PR #1812, opened 2025-09-20
lib: misc: aia: APlicSource: fix wrong mode access when update sourcecfg

inochisa:

When split the mode support from APlicSource, the parameter "update mode" of driveConfigUpdateCtx is missing, and the function access the global mode, which is different from the update mode and make the ip detection broken.

Add the mode parameter to fix the detection behavior.

# Impact on code generation

`APlicSource` now will detect interrupt line and update the ip state when updating `config` register.

# Checklist

- [x] Unit tests were added


Dolu1990:
Thanks ^^

PR #1819, opened 2025-10-01
Fix simulator waveform paths for GHDL and IVerilog

louiecaulfield:
The waveform path for IVerilog and GHDL is a concatenation of the user's home directory and the absolute version path of the testPath.

This patch ensures the waveforms get stored together with the rest of the simulation data for these backends, bringing them in line with the Verilator backend.


louiecaulfield:
@Dolu1990 Can you have a look at this?

Dolu1990:
Thanks ^^

PR #1822, opened 2025-10-08
AxiLite4Master: do not allow more than 1 outstanding transaction

KireinaHoro:
Just observed that under heavy load, the simulation master will interleave AW+W and B, as well as AR and R.  This is not allowed by standard (even though seemingly not complained about by `AxiLite4SlaveFactory`), but disallow nonetheless.


KireinaHoro:
No idea why the test failed -- it doesn't even use the simulation master so I don't think I introduced the failure...

Dolu1990:
Ahhh loool
I didn't know that AXI lite wasn't allowing multiple pending transactions XD
damned XD

Thanks !

KireinaHoro:
Thanks!  Basically you can't match the interleaved transaction results back to the requests, since AXI-Lite does not have AWID/ARID.

PR #1824, opened 2025-10-10
Mark unused data line as dont care; prevents unassigned errors in certain test modes

jdavidberger:

WIthout this annotation, when used in a formal test, spinal issues an error that the R data line isn't ever assigned. This fixes this.

The formal test I have inserts instrumentation signals on all streams to verify that the payload data does not change when it is stalled, which causes the signal to be read so it is a niche error and does not trigger in normal usage. But the fix should have no impact on generated code and signals the intent to not set the data so I think the change is a net positive overall.


Dolu1990:
Thanks ^^

PR #1832, opened 2025-11-04
fix typo

thajohns:
# Context, Motivation & Description

It seems like there's a typo in the method name.

# Impact on code generation

 None

# Checklist

- [ ] Unit tests were added
- [ ] API changes are or will be documented:

PR #1835, opened 2025-11-10
Fix `asReversedBits`

thajohns:

At the time of my last PR ( #1832 ) , I did not realize that `asReversedBits` was broken and had the same behavior as `asBits`. This PR fixes that, and also moves the method from `TupleBundle` to `MultiData`, so that it can be used with `Vec`s etc.

# Checklist

- [ ] Unit tests were added


Dolu1990:
Thanks ^^

PR #1837, opened 2025-11-11
add simSetAll method for simulation.

Readon:
Closes #

Add set all method to simulation.

There are two concerns:
1. If it is okay to mix the simulation function with design.
2. It will report fail while assign 255 to SInt, I think it should be act like that due to the method name is set all.

# Impact on code generation

# Checklist

- [x] Unit tests were not added, but have been tested internally.


Dolu1990:
Thanks ^^

Issue #1839, opened 2025-11-13
about removePruned = true


fengwu0805:
In the SpinalConfig settings, setting removePruned = true will prune connections between modules during RTL generation, especially if those signals are not considered essential for the functionality. However, since these signals are analog signal, you need to ensure they are not pruned. To prevent these signals from being optimized away, you can explicitly mark them as important or critical in your configuration. This can be done by using specific attributes or directives that instruct the toolchain to retain these signals. Check the documentation for SpinalConfig or the specific synthesis tool you are using to find out how to mark signals as non-prunable.

Below is the test code, and I want to retain the signals B2 and A2.

// SpinalHDL Code
```
case class A() extends BlackBox {
    val io = new Bundle {
        val A1 = inout(Analog(Bool()))
        val A2 = inout(Analog(Bool()))
    }
    noIoPrefix()
}

case class B() extends BlackBox {
    val io = new Bundle {
        val B1 = inout(Analog(Bool()))
        val B2 = inout(Analog(Bool()))
    }
    noIoPrefix()
}

case class C() extends Component{
    val io = new Bundle {
        val A1 = inout(Analog(Bool()))
        val B1 = inout(Analog(Bool()))
    }

    val a = A()
    val b = B()

    a.io.A1 <> io.A1
    b.io.B1 <> io.A1

    // inner connneted
    a.io.A2 <> b.io.B2
}

```

// RTL
```
module C (
  inout  wire          io_A1,
  inout  wire          io_B1
);


  A a_1 (
    .A1 (io_A1)  //~
  );
  B b_1 (
    .B1 (io_A1)  //~
  );

endmodule
```

Dolu1990:
Hi,

> removePruned = true

Ahhh this is a settings which is mostly a legacy from the early days of SpinalHDL. I'm never using it, because it just make debugging harder and can have surprising effects (without even considering the bug you described).

Likely, to fix that behaviour

I pushed a workaround : 
https://github.com/SpinalHDL/SpinalHDL/pull/1841

let's see how it goes.

PR #1841, opened 2025-11-14
#1839 workaround

Dolu1990:
Prevent analog signal from being pruned


fengwu0805:
> Prevent analog signal from being pruned
Thank you — your modification actually preserves the analog signal.

PR #1849, opened 2025-12-02
add Clip utility

facebreeze:
Closes #

Add widely used **clip** function based on existing Max&Min.

# Impact on code generation

# Checklist


Dolu1990:
Hi ^^
What's about naming it Clamp instead of Clip ?
(glm::clamp / https://registry.khronos.org/OpenGL-Refpages/gl4/html/clamp.xhtml)

Dolu1990:
thanks ^^

PR #1855, opened 2025-12-11
Replace hardcoded 32 with width parameter in extendedMantissa

jooyeon111:
Replaced hardcoded 32-bit width with the `width` parameter in `extendedMantissa` 
to make the function more flexible and consistent with the input width.

# Impact on code generation
No impact on code generation behavior. This is a code cleanup that makes 
the mantissa size properly match the width parameter instead of being 
hardcoded to 32 bits.

# Checklist
- [ ] Unit tests were added
- [ ] API changes are or will be documented


Dolu1990:
Thanks ^^

PR #1859, opened 2025-12-19
Add support for automated Vivado IP TCL generation and simulation integration

skylayer:
## Description

This PR introduces a new mechanism to handle Vivado IP generation scripts directly within SpinalHDL. It allows users to define TCL scripts for `BlackBox` components, which are then automatically collected, generated, and integrated into simulation flows (specifically XSim).

### Key Changes:

1.  **`VivadoIpTcl` Trait**: Added a new trait that can be mixed into any `BlackBox`. It requires implementing `vivadoIpTcl(): String`, which returns the TCL commands needed to create and configure the IP in Vivado.
2.  **`PhaseVivadoIpTcl`**: A new compiler phase that:
    *   Walks the component hierarchy to find all `BlackBox` instances using `VivadoIpTcl`.
    *   Generates TCL scripts in the target directory.
    *   Supports two modes via `SpinalConfig`:
        *   **Consolidated (Default)**: Generates a single `${TopLevel}_ips.tcl` containing all IP definitions (deduplicated by `definitionName`).
        *   **Separate**: Generates one `.tcl` file per unique IP definition.
3.  **`SpinalConfig` Extensions**:
    *   `ipTclTargetDirectory`: Optional custom path for generated TCL scripts.
    *   `separateIpTcl`: Boolean flag to toggle between consolidated and separate file generation.
4.  **XSim Simulation Integration**:
    *   Updated `SpinalSimConfig` to automatically copy generated IP TCL scripts into the simulation workspace.
    *   Updated `XSimBackend` to `source` these TCL scripts during the Vivado project creation phase, ensuring IPs are correctly initialized before simulation.
5.  **Testing**: Added `VivadoIpTclTester` covering:
    *   Default consolidated TCL generation.
    *   Custom path and separate file generation.
    *   End-to-end integration with XSim.

## Motivation

Currently, integrating Xilinx IPs (like Floating Point IP, DSP48, etc.) into SpinalHDL designs often requires manual management of TCL scripts or XCI files. This PR automates the "TCL-based IP generation" flow, making it easier to maintain IP configurations in Scala code and ensuring they are always in sync with the RTL and simulation environment.

## Checklist
- [x] Code follows the style guidelines of this project
- [x] New tests added to verify changes
- [x] All tests passed (`sbt "tester/testOnly spinal.core.VivadoIpTclTester"`)


core/src/main/scala/spinal/core/internals/Phase.scala
```diff
@@ -2883,7 +2883,7 @@ class PhaseGetInfoRTL(prunedSignals: mutable.Set[BaseType], unusedSignals: mutab
  * Phase that collects all BlackBoxes mixing in VivadoIpTcl and generates Vivado IP TCL scripts,
  * either as a single consolidated script or as separate per-IP scripts depending on configuration.
  */
-case class PhaseVivadoIpTcl(report: SpinalReport[_]) extends Phase {
```
skylayer: To fix Scala 2.11 compile error

PR #1861, opened 2025-12-22
Fix spelling mistakes

Tectu:
This replaces some spelling mistakes of "unamed" with the correct spelling "unnamed".

I tried to ignore this for a while but it's grinding my gears. Apparently I am not the first one: 8abe10d267578ab157ba5a2186e26e6021cf4138


Dolu1990:
<3

PR #3829, opened 2020-03-30
fix(Create Collective Flow): Fix form caption CSS bug and add character limit caption

sbinlondon:
* Removes margin from 'suggested' caption
* Adds character limit label to description
* Removes unused internationalised string


znarf:
Rebased

PR #3850, opened 2020-04-01
fix: correct Expenses Test assertion

snitin315:
Resolve [#3032](https://github.com/opencollective/opencollective/issues/3032)

# Description

Fix Expense test.

# Screenshots

NA

### DIFF
--- a/components/expenses/__tests__/Expenses.test.js
+++ b/components/expenses/__tests__/Expenses.test.js
@@ -80,7 +80,7 @@ describe('Expenses component', () => {
       expect(component.find('[data-cy="mark-expense-as-paid-btn"]')).not.toBeFalsy();
 
       // make sure none are disabled
-      expect(component.find('[data-cy="expense-actions"] button[disabled]').lenght).toEqual(undefined);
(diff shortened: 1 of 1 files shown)


components/expenses/__tests__/Expenses.test.js
```diff
@@ -80,7 +80,7 @@ describe('Expenses component', () => {
       expect(component.find('[data-cy="mark-expense-as-paid-btn"]')).not.toBeFalsy();
 
       // make sure none are disabled
-      expect(component.find('[data-cy="expense-actions"] button[disabled]').lenght).toEqual(undefined);
+      expect(component.find('[data-cy="expense-actions"] button[disabled]').length).toEqual(4);
```
znarf, line 83: Looks like this is not matching the comment. Not sure what to do.

snitin315: Maybe the code is incorrect?

Betree: I'm tempted to discard this line, it's better to have nothing than a false assumption. Probably not worth digging.

snitin315: I will remove it :+1:

PR #3851, opened 2020-04-01
Contribution flow: Apply custom collective theme

Betree:
A proposal to apply collective's custom theme to the contribution flow, made in a pull request so that we can preview the result.

To be merged, this issue has to be accepted by the design first.


Betree:
Closing, we did that in the expense flow and the result was not great. We may revisit in the future based on design's feedback.

PR #3852, opened 2020-04-01
Bug fixes for CCF

sbinlondon:
A few bug fixes for the modal:

**Firefox flickering bug**

Adding the `menuPortal` from `react-select` helps fix this. The rendering was likely being overloaded due to the menu trying to render itself _inside_ the modal instead of appearing over the top of and spilling outside of the modal. Portaling it out allows it to render outside the modal in the `document.body` and fixes the flickering. Thanks @Betree!

**Form not allowing empty values** 

Fields were not marked as required but the validation schema we used (checking if a URL matched a regex, for example) failed if the string was empty. So add exception for empty strings.

**Collective Picker preloading**

The reason I did `preload` was because, even though we added the new `collective` prop that cleared the search input after we select a new admin, when you went back to type in a new search, the old list of admins was still there.

Screenshot 2020-04-01 at 14 22 44
Screenshot 2020-04-01 at 14 22 54

Adding the `preload` prop was an attempt to mitigate this by just preloading an empty string search '' each time. However this is still not intended behaviour. So digging deeper I realised that the drop down list was the same, even though we cleared the search term, because we were not clearing the search data. Have simply added a condition to the `collective` variable that says if we have a cleared search term `' '` then we want to set the `collectives` back to an empty array so there is nothing to display in the drop down.

### DIFF
--- a/components/CollectivePickerAsync.js
+++ b/components/CollectivePickerAsync.js
@@ -79,7 +79,7 @@ const CollectivePickerAsync = ({ types, limit, hostCollectiveIds, preload, filte
   const [searchCollectives, { loading, data }] = useLazyQuery(searchQuery);
   const [term, setTerm] = React.useState(null);
   const { formatMessage } = useIntl();
-  const collectives = (data && data.search && data.search.collectives) || [];
+  const collectives = term === '' ? [] : (data && data.search && data.search.collectives) || [];
   const filteredCollectives = filterResults ? filterResults(collectives) : collectives;
   const placeholder = getPlaceholder(formatMessage, types);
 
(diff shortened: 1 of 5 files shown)


components/CollectivePickerAsync.js
```diff
@@ -79,7 +79,7 @@ const CollectivePickerAsync = ({ types, limit, hostCollectiveIds, preload, filte
   const [searchCollectives, { loading, data }] = useLazyQuery(searchQuery);
   const [term, setTerm] = React.useState(null);
   const { formatMessage } = useIntl();
-  const collectives = (data && data.search && data.search.collectives) || [];
+  const collectives = term === '' ? [] : (data && data.search && data.search.collectives) || [];
```
Betree, line 82: **[:no_entry_sign: **Blocker**]** This introduces a regression in the host dashboard, in there the collectives are preloaded even when there's no search on purpose, because they are already filtered through the host id.

I can suggest the following:

```suggestion
  const collectives = ((term || preload) && data?.search?.collectives) || [];
```


---

<details>
<br/>

:no_entry_sign: **Blocker**

:sparkles: **Enhancement**

</details>

PR #3853, opened 2020-04-01
Ability to delete expense from new expense page

Betree:
Require https://github.com/opencollective/opencollective-api/pull/3630
Resolve https://github.com/opencollective/opencollective/issues/3031

TODOs after this PR:

- Add E2E test for deleting expense

# Preview

Peek 01-04-2020 17-49

### DIFF
--- a/components/expenses/ExpenseAdminActions.js
+++ b/components/expenses/ExpenseAdminActions.js
@@ -1,4 +1,5 @@
 import React from 'react';
+import { Mutation } from '@apollo/react-components';
 import { Download as IconDownload } from '@styled-icons/feather/Download';
 import { Link as IconLink } from '@styled-icons/feather/Link';
 import { Trash2 as IconTrash } from '@styled-icons/feather/Trash2';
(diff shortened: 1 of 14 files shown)


components/expenses/ExpenseAdminActions.js
```diff
@@ -1,4 +1,5 @@
 import React from 'react';
+import { Mutation } from '@apollo/react-components';
```
kewitz, line 2: 🍨 I tend to find hooks more elegant because they're pure JS.

Betree: I prefer them too in most cases, but the components are quite useful when you have conditional rendering, ie:

```jsx
<div>
  ...
  {hasData &&  (
    <Query query={...}
       ...
    </Query>
  })
<div>
```

kewitz: True. I was going to say that this implies the necessity of a subcomponent, but it does it explicitly. 😂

What is needed — The answer must be every line of the entries that includes the word "empty".

Response —
**Form not allowing empty values** 
Fields were not marked as required but the validation schema we used (checking if a URL matched a regex, for example) failed if the string was empty. So add exception for empty strings.
Adding the `preload` prop was an attempt to mitigate this by just preloading an empty string search '' each time. However this is still not intended behaviour. So digging deeper I realised that the drop down list was the same, even though we cleared the search term, because we were not clearing the search data. Have simply added a condition to the `collective` variable that says if we have a cleared search term `' '` then we want to set the `collectives` back to an empty array so there is nothing to display in the drop down.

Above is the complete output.